DropSend’s DMCA Policy can be found here;www.dropsend.com/privacy-dmca.php; DropSend’s designated
Copyright Agent is set forth below:
Copyright Agent
SJA Enterprises, Inc.
62896 Crescent Avenue, Suite 201
Eugene, OR 97408
8. MISCELLANEOUS PROVISIONS
8.1 Governing Law. This Agreement shall be governed by the laws of the State of
Oregon, United States of America, without regard to principles of conflicts of law. The Uniform Commercial Code,
the Uniform Computer Information Transaction Act, and the United Nations Convention of Controls for
International Sale of Goods shall not apply.
8.2 Disputes; Mandatory Arbitration. Any action arising out of or relating to this
Agreement will be subject to mandatory arbitration. Any dispute will be administered by the American Arbitration
Association (“AAA”) under its Commercial Arbitration Rules and the Supplementary Procedures for Consumer Related
Disputes. The arbitration will be held in the United States county where you live or work, Eugene, Oregon (OR),
or any other location we agree to.
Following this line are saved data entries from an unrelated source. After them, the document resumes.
PR #163, opened 2023-10-13
Update `drm`, `nix`, and `criterion` dependencies

ids1024:


ids1024:
It seems `clap`, used by `criterion`, wants Rust 1.70.0.

notgull:
Let's pin the version of `criterion` for now, it's only a dev dependency.

notgull (approved):
Thanks!

Issue #147, opened 2023-09-04
Use rustix instead of nix


notgull:
This would allow us to use safer, direct system calls instead of `libc`.

Blocked on https://github.com/bytecodealliance/rustix/issues/797

ids1024:
With https://github.com/bytecodealliance/rustix/pull/848 and https://github.com/Smithay/wayland-rs/pull/658, we should be able to eliminate nix in the Wayland backend and its dependencies.

But yeah, there's still SYSV shm. Such an annoying API...

notgull:
It may be possible to rewrite the X backend to use POSIX shared memory as well as [`attach_fd`](https://docs.rs/x11rb/latest/x11rb/protocol/shm/fn.attach_fd.html) to get around this issue.

ids1024:
Yeah. That's an extension added by Xorg that may not be available everywhere, but I'm not sure it's likely to be an issue anywhere softbuffer would be used. This doesn't apply with network transparency anyway, and you're not likely to be running anything other than Xorg otherwise, or an extremely old version of Xorg.

ids1024:
Actually `shm*` are imported from `nix::libc`, so we could just depend on `libc` directly to eliminate `nix` there. It could be added to `rustix` later for a safe API and support for direct syscalls on Linux.

Though like Smithay, the kms backend here uses ` nix::errno::Errno` to compare errors from the `drm` crate. Which is a bit awkward to deal with.

ids1024:
I think this can be considered resolved now.

PR #164, opened 2023-10-13
Use `rustix`/`libc` instead of `nix`

ids1024:
Partly addresses https://github.com/rust-windowing/softbuffer/issues/147, though it would still be desirable to have a good safe API for SYSV shm in Rustix. But using `libc` directly for now is no worse than using the `nix::libc` re-export, so we don't lose anything.


notgull (approved):
Thanks!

The AAA rules will govern payment of all arbitration fees. Either you or
DropSend may assert claims, if they qualify, in small claims court in Eugene, Oregon (OR) or any United States
county where you live or work. Either party may bring a lawsuit solely for injunctive relief to stop
unauthorized use or abuse of the Services, or intellectual property infringement (for example, trademark, trade
secret, copyright, or patent rights) without first engaging in arbitration or the informal dispute-resolution
process described above. If the agreement to arbitrate is found not to apply to you or your claim, you agree to
the exclusive jurisdiction of the state and federal courts in Eugene, Oregon to resolve your claim. You may only
resolve disputes with us on an individual basis, and may not bring a claim as a plaintiff or a class member in a
class, consolidated, or representative action. Class arbitrations, class actions, private attorney general
actions, and consolidation with other arbitrations aren’t allowed.
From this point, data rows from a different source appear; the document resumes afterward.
PR #165, opened 2023-10-14
Use POSIX shared memory in X11 backend

notgull:
The X11 backend used System-V shared memory to communicate shared buffers to the server, but rustix does not support SysV SHM so we had to use libc in this backend. However, there is an alternate X11 API which uses POSIX shared memory, which rustix does support. This PR switches the X11 backend to POSIX shared memory and purges the previous usages of libc.

The goal is to remove libc totally. Therefore this PR also removes the default libc dependency from rustix.

### DIFF
--- a/src/x11.rs
+++ b/src/x11.rs
@@ -7,12 +7,14 @@
 
 use crate::error::SwResultExt;
 use crate::{Rect, SoftBufferError};
-use libc::{shmat, shmctl, shmdt, shmget, IPC_PRIVATE, IPC_RMID};
 use raw_window_handle::{XcbDisplayHandle, XcbWindowHandle, XlibDisplayHandle, XlibWindowHandle};
-use std::ptr::{null_mut, NonNull};
+use rustix::{fd, mm, shm as posix_shm};
 use std::{
-    fmt, io, mem,
+    fmt,
+    fs::File,
+    io, mem,
     num::{NonZeroU16, NonZeroU32},
+    ptr::{null_mut, NonNull},
     rc::Rc,
     slice,
 };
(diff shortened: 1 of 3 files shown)


src/x11.rs
```diff
@@ -758,6 +767,45 @@ impl Drop for X11Impl {
     }
 }
 
+/// Create a shared memory identifier.
+fn create_shm_id() -> io::Result<fd::OwnedFd> {
```
ids1024, line 771: We should move the `create_memfile` logic in the `wayland` backend to somewhere it can be used in both backends, instead of duplicating things.

Using `memfd_create` is better than `shm_open` where supported.

ids1024:
> The goal is to remove libc totally. 

Personally I don't see that much value to completely avoiding the `libc` dependency as long as the crate requires `std` and there isn't a version of std available that doesn't link to the C standard library. But I don't specifically have any issue with the changes in question.

src/x11.rs
notgull: I'm not sure if memfiles are supported for X11 MIT-SHM

ids1024: I can't really find any documentation for `ShmAttachFd` beyond:

> Create a shared memory segment.  The file descriptor will be mapped at offset
zero, and the size will be obtained using fstat().  A zero size will result in a
Value error.

> The file descriptor the server should mmap().

So any fd it can `fstat` to get the size and `mmap` should be fine.

https://lists.freedesktop.org/archives/xorg-devel/2013-October/038490.html

> I was hoping for a patch to shmproto.txt, but there isn't one, le sigh.
We should really fix the MIT-SHM docs, Jon's reverse-engineered spec pdf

8.3 Interpretation; Severability; Waiver; Remedies. Headings are for convenience
only and shall not be used to construe the terms of this Agreement. If any term of this Agreement is found
invalid or unenforceable by any court of competent jurisdiction, that term will be severed from this Agreement.
No failure or delay by DropSend in exercising any right hereunder will waive any further exercise of that right.
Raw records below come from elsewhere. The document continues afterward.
PR #127, opened 2021-02-11
nice fishing things aagain

AdrienTheMan:
# What this PR does
-adds a telescopic fishing rod, which you can extend and retract to fit in a tackle box
-adds it to the lava rare pool but feel free to add it anywhere else idk im feelin lazy
-adds a little ! icon when fish bites (: very comfy
epic


code/_core/obj/item/fishing/rod.dm
```diff
@@ -17,6 +17,7 @@
 	var/obj/item/fishing/bait/bait
 
 	var/obj/effect/fishing_bob/fishing_bob
+	var/obj/effect/alert/exclaim/fishing_alert
```
BurgerLUA, line 20: It would be better if you just made this a temp effect so you don't have to store the alert effect here.

code/_core/obj/item/fishing/rod.dm
```diff
@@ -27,6 +28,7 @@
 
 	var/next_tick = 0
 	var/nospam
+	var/compact = FALSE
```
BurgerLUA, line 31: compact should be saved to the savefile. Check out the _magazine.dm file for how items are saved.

BurgerLUA (changes requested):

code/_core/obj/item/fishing/rod.dm
AdrienTheMan: not sure it'd be good as its currently called by multiple functions so it can get deleted as soon as it is reeled in and such as they stay for a couple seconds, does this require a rewrite or no?

code/_core/obj/item/fishing/rod.dm
AdrienTheMan: most people are gonna store it inside tackle boxes which they have to be required to be compact = false for that to begin with, im not sure its important add it to the save file? correct me if im wrong

code/_core/obj/item/fishing/rod.dm
BurgerLUA: I guess your code is fine.

code/_core/obj/item/fishing/rod.dm
BurgerLUA: I think burgerstation has a safety where if an item is too big to fit in something, it drops it when someone spawns. Not sure though but I rather be on the safe side.

AdrienTheMan: done

BurgerLUA (approved):

BurgerLUA:
Will merge this in about 5 hours or so.

BurgerLUA (approved):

DropSend’s rights and remedies hereunder are cumulative and not exclusive.
8.4 Successors; Assignment; No Third Party Beneficiaries. This Agreement is binding
upon and shall inure to the benefit of both parties and their respective successors, heirs, executors,
administrators, personal representatives, and permitted assigns. You may not assign this Agreement without
DropSend’s prior written consent. No third party shall have any rights hereunder. You acknowledge that DropSend
can transfer this Agreement to a third party at any time without notice.
8.5
Notices. You consent to receive all communications including notices, agreements, disclosures, or other
information from DropSend electronically. DropSend may provide all such communications by e-mail or by posting
them on the Services. You may send notices of a legal nature to DropSend at the following address:
SJA Enterprises, Inc.
2896 Crescent Avenue, Suite 201
Eugene, OR 97408
Nothing herein shall limit DropSend’s right to object to subpoenas, claims, or other demands.
8.6 Modification. This Agreement may not be modified except by a revised Agreement
posted by DropSend on its website or a written amendment signed by an authorized representative of DropSend. A
revised version of this Agreement will be effective as of the date it is posted on the website.
8.7 Third-Party Beneficiaries. Nothing in this Agreement shall give, directly or
indirectly, any third party any enforceable benefit or any right of action against DropSend and such third
parties shall not be entitled to enforce any term of this Agreement against DropSend.